- Task goal -
Go through the entries below from the first line and output each one exactly, up to and including the line with "We don't want".

- Records to process -
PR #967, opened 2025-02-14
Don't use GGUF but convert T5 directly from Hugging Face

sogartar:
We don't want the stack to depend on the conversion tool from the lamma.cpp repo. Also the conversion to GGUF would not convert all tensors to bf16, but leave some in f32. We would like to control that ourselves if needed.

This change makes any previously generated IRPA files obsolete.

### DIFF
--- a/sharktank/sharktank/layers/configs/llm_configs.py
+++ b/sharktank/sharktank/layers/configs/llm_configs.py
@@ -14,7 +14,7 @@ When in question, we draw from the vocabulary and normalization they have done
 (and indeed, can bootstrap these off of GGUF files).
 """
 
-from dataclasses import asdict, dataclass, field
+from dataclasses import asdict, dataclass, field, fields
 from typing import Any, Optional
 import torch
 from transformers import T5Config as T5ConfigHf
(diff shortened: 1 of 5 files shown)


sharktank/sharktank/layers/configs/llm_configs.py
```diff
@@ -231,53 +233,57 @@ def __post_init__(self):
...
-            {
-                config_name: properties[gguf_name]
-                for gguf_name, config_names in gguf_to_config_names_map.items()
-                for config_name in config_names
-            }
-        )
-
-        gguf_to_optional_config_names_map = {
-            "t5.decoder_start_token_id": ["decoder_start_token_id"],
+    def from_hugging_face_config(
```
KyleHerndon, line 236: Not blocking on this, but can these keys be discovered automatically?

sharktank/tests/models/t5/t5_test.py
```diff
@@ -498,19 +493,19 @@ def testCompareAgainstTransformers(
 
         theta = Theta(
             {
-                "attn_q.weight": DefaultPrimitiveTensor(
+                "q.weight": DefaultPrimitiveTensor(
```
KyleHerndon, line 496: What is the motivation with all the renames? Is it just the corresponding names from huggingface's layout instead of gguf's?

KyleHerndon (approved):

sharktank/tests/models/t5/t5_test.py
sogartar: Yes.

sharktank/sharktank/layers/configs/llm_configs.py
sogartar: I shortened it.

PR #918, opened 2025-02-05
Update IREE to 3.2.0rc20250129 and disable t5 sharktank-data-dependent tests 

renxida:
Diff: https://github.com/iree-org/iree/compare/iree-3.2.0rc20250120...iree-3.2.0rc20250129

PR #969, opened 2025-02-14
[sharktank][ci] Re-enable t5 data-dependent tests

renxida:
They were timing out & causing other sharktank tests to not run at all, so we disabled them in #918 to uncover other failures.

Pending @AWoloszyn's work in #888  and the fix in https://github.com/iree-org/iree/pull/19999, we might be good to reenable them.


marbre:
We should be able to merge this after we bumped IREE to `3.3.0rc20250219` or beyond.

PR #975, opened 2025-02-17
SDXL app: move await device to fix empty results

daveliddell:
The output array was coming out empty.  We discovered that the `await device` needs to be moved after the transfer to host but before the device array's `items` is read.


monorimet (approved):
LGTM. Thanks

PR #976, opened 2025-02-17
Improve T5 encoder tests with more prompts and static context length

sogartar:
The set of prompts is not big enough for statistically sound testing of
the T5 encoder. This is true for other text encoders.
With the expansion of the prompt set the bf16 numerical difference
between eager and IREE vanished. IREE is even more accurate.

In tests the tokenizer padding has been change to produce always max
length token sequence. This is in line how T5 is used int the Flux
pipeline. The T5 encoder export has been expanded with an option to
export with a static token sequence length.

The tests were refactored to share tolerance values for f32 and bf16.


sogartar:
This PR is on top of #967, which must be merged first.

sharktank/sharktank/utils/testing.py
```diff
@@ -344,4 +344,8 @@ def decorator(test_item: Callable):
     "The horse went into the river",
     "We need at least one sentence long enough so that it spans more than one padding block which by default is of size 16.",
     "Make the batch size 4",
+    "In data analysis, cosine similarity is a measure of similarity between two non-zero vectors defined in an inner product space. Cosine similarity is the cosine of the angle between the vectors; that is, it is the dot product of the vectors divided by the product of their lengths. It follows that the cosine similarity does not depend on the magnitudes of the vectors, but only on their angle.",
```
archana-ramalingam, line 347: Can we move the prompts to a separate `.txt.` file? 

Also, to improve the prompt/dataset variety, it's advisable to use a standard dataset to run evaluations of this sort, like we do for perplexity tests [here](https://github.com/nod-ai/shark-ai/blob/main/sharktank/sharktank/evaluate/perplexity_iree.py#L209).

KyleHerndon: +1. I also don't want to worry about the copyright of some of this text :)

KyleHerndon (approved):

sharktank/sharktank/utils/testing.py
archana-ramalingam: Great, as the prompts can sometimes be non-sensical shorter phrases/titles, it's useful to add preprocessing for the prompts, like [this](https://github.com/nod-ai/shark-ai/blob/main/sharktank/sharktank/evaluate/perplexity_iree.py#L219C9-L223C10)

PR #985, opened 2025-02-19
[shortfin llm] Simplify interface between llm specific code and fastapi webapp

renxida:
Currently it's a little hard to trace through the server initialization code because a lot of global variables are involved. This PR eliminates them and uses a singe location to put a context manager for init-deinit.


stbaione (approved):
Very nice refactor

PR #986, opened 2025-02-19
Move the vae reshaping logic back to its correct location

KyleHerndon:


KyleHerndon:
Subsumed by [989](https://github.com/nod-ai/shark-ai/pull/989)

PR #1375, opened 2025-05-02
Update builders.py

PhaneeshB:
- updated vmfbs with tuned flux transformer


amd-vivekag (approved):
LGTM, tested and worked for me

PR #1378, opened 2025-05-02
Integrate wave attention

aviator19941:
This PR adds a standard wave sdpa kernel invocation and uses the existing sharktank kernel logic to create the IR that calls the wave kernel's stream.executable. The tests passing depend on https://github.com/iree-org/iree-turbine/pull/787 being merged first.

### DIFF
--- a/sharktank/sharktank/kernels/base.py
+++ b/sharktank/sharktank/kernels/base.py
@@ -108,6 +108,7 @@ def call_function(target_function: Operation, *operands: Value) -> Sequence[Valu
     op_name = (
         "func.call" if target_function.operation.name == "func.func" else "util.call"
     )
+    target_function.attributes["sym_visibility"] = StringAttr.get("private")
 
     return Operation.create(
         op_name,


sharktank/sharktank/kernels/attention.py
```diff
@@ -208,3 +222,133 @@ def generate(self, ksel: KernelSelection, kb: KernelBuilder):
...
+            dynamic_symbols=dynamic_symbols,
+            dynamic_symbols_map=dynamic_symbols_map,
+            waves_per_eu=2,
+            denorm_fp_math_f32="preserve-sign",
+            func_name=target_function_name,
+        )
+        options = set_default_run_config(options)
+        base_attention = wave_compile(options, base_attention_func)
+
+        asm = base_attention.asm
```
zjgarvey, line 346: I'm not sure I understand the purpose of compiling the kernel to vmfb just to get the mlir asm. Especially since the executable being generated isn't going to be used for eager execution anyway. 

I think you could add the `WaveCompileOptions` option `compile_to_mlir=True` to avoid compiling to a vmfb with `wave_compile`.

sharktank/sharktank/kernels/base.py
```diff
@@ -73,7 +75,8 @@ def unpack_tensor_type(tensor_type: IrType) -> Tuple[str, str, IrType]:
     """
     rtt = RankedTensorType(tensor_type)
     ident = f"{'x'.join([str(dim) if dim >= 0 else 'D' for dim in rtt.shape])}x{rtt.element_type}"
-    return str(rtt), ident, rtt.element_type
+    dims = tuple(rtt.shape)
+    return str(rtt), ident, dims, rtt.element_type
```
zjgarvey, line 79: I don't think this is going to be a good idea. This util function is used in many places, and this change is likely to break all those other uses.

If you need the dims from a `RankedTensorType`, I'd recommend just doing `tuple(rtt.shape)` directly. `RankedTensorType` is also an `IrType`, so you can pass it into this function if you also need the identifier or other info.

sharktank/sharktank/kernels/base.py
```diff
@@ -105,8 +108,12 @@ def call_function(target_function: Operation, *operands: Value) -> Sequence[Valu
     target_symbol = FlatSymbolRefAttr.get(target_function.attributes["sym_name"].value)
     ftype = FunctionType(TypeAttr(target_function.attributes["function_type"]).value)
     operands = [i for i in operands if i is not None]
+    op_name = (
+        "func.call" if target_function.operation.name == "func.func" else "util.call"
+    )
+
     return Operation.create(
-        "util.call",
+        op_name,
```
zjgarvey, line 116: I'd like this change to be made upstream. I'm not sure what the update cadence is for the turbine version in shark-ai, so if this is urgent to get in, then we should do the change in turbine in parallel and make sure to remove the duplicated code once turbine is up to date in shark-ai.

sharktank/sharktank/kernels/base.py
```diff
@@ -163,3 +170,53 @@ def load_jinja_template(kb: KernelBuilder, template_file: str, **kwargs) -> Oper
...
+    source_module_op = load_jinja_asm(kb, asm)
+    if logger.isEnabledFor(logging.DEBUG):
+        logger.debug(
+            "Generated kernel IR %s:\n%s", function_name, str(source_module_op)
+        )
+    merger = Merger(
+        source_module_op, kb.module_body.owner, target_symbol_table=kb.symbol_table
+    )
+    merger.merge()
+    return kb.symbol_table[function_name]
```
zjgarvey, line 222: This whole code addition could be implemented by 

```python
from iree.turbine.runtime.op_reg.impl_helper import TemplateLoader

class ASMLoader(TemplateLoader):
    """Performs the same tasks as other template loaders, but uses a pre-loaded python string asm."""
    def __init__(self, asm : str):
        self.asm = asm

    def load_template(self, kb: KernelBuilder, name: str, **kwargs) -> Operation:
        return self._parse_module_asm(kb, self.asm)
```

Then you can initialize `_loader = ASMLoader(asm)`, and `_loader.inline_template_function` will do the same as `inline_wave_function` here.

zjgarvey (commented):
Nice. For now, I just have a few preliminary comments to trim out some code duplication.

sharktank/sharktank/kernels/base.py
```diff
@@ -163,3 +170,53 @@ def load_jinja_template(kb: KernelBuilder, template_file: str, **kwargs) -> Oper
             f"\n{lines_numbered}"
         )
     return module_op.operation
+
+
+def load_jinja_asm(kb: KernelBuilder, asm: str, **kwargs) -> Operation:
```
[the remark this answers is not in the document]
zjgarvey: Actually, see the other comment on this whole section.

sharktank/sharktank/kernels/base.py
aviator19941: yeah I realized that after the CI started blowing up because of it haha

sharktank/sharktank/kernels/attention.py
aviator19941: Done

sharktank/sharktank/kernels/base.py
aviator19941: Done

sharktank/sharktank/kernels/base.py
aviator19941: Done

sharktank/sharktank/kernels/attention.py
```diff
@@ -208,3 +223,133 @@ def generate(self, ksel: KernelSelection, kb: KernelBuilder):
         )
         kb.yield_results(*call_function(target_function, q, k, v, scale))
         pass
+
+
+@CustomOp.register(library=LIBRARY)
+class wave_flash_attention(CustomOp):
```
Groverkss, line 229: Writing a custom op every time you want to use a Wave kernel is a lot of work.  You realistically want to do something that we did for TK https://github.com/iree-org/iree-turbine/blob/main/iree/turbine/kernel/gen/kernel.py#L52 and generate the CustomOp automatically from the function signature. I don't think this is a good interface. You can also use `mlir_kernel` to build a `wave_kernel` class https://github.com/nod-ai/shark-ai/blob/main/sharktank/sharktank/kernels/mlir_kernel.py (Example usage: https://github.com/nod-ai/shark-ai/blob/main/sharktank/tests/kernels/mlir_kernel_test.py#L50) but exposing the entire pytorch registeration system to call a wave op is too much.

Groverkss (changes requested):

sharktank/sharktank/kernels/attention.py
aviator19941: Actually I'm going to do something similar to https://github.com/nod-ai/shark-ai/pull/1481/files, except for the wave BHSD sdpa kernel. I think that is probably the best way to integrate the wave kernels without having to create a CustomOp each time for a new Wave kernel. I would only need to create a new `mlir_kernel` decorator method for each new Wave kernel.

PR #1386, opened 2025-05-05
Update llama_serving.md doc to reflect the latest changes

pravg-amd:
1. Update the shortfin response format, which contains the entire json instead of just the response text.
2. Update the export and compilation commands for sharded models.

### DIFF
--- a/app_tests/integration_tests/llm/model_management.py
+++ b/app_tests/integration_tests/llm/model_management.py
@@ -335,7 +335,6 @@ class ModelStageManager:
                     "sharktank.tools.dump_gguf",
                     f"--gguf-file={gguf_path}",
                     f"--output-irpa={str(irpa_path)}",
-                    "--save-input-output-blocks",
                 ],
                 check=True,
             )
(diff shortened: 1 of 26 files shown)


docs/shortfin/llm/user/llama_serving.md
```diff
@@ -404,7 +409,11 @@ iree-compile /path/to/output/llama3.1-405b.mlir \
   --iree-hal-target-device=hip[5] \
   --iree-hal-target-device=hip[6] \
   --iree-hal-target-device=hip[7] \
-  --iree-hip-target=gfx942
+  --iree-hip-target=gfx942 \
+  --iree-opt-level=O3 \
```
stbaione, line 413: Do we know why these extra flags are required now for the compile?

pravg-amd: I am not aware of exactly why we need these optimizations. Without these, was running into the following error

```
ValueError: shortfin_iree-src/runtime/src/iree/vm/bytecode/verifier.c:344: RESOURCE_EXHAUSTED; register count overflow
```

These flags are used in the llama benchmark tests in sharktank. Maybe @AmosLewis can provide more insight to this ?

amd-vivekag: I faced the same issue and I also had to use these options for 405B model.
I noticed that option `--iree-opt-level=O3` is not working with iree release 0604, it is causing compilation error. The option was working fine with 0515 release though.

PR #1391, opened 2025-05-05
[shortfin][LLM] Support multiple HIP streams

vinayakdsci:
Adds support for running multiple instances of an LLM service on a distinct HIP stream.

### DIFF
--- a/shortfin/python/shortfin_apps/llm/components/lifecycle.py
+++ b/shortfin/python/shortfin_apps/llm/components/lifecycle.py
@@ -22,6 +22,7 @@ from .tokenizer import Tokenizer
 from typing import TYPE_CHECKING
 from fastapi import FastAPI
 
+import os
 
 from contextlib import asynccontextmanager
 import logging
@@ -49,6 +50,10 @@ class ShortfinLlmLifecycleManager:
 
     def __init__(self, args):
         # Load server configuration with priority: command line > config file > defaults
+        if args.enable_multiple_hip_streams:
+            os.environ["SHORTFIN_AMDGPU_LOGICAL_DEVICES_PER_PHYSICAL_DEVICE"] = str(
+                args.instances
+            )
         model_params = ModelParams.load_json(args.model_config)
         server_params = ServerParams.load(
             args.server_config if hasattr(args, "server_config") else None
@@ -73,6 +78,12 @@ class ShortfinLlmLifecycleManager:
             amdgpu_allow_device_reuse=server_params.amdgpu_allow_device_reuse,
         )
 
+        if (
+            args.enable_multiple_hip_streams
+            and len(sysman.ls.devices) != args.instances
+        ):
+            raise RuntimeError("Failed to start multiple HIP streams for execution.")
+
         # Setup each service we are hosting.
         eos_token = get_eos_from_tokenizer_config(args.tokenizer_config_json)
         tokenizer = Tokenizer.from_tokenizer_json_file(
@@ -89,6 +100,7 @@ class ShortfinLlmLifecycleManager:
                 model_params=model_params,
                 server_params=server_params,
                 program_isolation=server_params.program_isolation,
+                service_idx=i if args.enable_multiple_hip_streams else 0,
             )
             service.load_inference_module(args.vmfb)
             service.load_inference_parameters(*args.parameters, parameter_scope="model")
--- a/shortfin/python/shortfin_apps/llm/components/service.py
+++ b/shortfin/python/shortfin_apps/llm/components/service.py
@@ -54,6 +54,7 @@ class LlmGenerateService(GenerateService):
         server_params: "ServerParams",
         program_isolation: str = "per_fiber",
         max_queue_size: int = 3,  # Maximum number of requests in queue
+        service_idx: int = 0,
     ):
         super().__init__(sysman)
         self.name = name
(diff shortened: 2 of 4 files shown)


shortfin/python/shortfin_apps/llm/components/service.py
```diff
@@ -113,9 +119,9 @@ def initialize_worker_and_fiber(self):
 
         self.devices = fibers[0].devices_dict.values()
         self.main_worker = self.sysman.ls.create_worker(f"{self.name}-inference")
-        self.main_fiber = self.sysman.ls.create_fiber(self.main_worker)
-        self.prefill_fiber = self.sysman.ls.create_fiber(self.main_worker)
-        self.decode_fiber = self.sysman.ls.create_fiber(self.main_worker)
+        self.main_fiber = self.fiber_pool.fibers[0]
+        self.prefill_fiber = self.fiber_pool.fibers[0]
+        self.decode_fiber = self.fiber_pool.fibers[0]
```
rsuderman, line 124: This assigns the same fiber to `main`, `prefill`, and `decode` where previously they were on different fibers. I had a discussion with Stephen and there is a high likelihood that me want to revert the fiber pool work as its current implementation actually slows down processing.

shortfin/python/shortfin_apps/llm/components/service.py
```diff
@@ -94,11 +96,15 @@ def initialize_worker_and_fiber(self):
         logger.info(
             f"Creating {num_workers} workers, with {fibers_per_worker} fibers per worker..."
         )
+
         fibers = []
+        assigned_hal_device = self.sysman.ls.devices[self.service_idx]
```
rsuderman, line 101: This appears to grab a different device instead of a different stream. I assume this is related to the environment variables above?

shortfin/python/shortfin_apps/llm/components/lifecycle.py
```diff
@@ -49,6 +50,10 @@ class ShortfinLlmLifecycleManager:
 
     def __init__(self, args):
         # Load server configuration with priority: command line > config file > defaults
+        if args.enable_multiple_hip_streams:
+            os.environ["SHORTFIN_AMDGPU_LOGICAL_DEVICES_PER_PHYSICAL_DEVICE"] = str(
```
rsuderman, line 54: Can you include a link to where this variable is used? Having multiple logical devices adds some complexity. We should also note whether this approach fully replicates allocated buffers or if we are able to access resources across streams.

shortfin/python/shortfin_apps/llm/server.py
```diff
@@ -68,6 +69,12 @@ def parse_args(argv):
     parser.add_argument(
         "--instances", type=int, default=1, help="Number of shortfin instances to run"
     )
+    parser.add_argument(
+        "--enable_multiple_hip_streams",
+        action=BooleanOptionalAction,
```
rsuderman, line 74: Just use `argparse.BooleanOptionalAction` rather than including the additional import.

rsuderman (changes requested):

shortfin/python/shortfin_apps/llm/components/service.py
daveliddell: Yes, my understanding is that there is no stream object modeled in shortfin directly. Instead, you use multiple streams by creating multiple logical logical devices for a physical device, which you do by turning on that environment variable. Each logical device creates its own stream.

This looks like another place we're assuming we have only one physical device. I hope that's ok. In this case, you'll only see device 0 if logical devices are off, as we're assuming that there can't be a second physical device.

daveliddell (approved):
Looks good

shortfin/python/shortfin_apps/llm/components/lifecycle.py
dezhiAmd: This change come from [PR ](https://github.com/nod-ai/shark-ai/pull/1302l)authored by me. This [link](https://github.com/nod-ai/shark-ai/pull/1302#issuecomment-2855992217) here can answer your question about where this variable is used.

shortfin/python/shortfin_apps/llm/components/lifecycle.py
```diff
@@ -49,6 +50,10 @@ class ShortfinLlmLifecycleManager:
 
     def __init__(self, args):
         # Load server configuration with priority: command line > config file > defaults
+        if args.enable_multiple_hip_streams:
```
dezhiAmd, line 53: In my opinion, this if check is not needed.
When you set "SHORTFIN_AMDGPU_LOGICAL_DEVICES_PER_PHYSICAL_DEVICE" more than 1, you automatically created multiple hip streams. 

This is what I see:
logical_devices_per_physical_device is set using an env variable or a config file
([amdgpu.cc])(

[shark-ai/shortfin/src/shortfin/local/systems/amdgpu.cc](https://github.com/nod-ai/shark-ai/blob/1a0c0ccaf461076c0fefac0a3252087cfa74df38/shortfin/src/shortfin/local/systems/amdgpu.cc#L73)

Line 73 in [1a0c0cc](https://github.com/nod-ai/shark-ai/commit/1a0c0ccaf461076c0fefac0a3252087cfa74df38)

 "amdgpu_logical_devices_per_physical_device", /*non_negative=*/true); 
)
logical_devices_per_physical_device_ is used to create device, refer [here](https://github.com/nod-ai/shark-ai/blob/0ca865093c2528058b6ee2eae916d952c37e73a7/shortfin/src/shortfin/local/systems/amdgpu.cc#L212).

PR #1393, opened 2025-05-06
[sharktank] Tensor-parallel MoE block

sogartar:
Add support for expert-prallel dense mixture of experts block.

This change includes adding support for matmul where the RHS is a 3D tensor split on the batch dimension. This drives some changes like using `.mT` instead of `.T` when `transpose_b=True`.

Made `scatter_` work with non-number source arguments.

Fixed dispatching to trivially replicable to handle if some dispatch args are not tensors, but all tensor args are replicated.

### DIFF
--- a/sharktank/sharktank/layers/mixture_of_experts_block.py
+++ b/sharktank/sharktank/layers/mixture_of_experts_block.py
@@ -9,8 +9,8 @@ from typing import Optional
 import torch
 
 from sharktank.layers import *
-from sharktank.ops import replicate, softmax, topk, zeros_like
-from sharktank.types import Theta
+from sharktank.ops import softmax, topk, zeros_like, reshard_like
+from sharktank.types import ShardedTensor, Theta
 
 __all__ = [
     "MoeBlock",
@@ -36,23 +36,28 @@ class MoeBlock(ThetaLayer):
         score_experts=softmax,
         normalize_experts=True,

- Completed exercise -
PR #967, opened 2025-02-14
Don't use GGUF but convert T5 directly from Hugging Face

sogartar:
We don't want the stack to depend on the conversion tool from the lamma.cpp repo. Also the conversion to GGUF would not convert all tensors to bf16, but leave some in f32. We would like to control that ourselves if needed.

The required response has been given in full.